There are dozens of lawsuits seeking to invalidate the contraception mandate in the courts — some brought by non-profits, and others by for-profit companies, which are not affected by the rule change. The question of whether the regulation violates the Religious Freedom Restoration Act or the First Amendment will reach the Supreme Court. The question of whether the new rule makes any of those lawsuits moot will also likely be litigated.

It’s one thing for the Court to decide when a law violates the religious freedom of a citizen, and another for political pressure to be applied by a particular religious group (or a collection of religious groups sharing a particular religious view) to gain an exemption from a generally applicable law.
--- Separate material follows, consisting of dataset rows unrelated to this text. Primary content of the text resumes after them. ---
PR #11921, opened 2026-01-14
chore(qodo-config): add compliance checklist

naorpeled:
### Description of change
Added some custom checks to Qodo's review process.

### Pull-Request Checklist


pr_compliance_checklist.yaml
```diff
@@ -0,0 +1,30 @@
...
+
+    - title: "Use .test. filenames"
+      compliance_label: true
+      objective: "Tests use the .test. naming convention."
+      success_criteria: "New or renamed tests use .test. in the filename."
+      failure_criteria: "Non-.test. test files are added or modified."
+
+    - title: "Consistent Naming Conventions"
+      compliance_label: true
+      objective: "All new variables, functions, and classes must follow the project's established naming standards"
```
alumni, line 16: Using AI for this might be overkill (also: the prompt for this is not explicit enough if we'd keep it)

Actually this can be enforced using ESLint we if we want to, see https://typescript-eslint.io/rules/naming-convention/

Example config:
```ts
{
    '@typescript-eslint/naming-convention': [
        'error',
        {
            selector: 'typeLike',
            format: ['PascalCase'],
        },
        {
            selector: 'variable',
            types: ['boolean'],
            format: ['PascalCase'],
            prefix: ['is', 'are', 'should', 'has', 'can', 'did', 'will', 'does'],
        },
        ...
    ],
}
```

pr_compliance_checklist.yaml
```diff
@@ -0,0 +1,30 @@
...
+    - title: "Docs updated for user-facing changes"
+      compliance_label: true
+      objective: "Docs reflect public API or usage changes."
+      success_criteria: "Docs or samples update with user-facing changes."
+      failure_criteria: "User-facing changes without doc updates."
+
+    - title: "Breaking changes documented"
+      compliance_label: true
+      objective: "Breaking changes are explicit."
+      success_criteria: "A BREAKING CHANGE note is in the PR description or commit message."
```
alumni: Conventional commits also have `!` after the commit type, e.g.: `feat(topic)!: title`, in additional to the ending.

Maybe a better prompt would be to validate conventional commits. BTW, this PR was also not following conventional commits since it had the `feat` prefix.

The problem that might we have with the `BREAKING CHANGE` note is that it won't be included in commit message when we merge the PR. So we still need to do it manually. We might want to request some information to be added in the upgrade docs. 🤷🏻‍♂️ But honestly, this is so rare that the added complexity for Qodo is probably not worth it (and I'm afraid it might suggest it when it's not relevant).

alumni:
Could we add something to warn us about potentially AI-generated PRs? The ones that I've seen until now were rather low quality.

That’s why church-state separation advocates are this afternoon expressing concern that the administration too readily accommodated religious interests.

Barry Lynn, executive director of Americans United for the Separation of Church and State, said, “birth control is a fact of modern life. This proposed rule acknowledges that reality while going out of its way to accommodate religious groups.” Michael DeDora, director of Center for Inquiry’s Office of Policy, writes the group “is concerned that this is too broad and open a definition of ‘religious employer.'” He goes on:

Consider just a few questions: How will HHS determine what does and does not count as a “religious objection”? What does it mean for an outfit to “hold itself out as a religious organization”? For example, will a humanitarian organization with a devoutly religious board of directors that claims it directs the organization based on Biblical principles qualify for exemption? Or are there other qualities included in “holds itself out as a religious organization”? By what standards will HHS determine all of these questions?

These questions are not irrelevant merely because it appears women working for large religious employers will somehow get their contraception coverage. The exemptions matter — now, and later.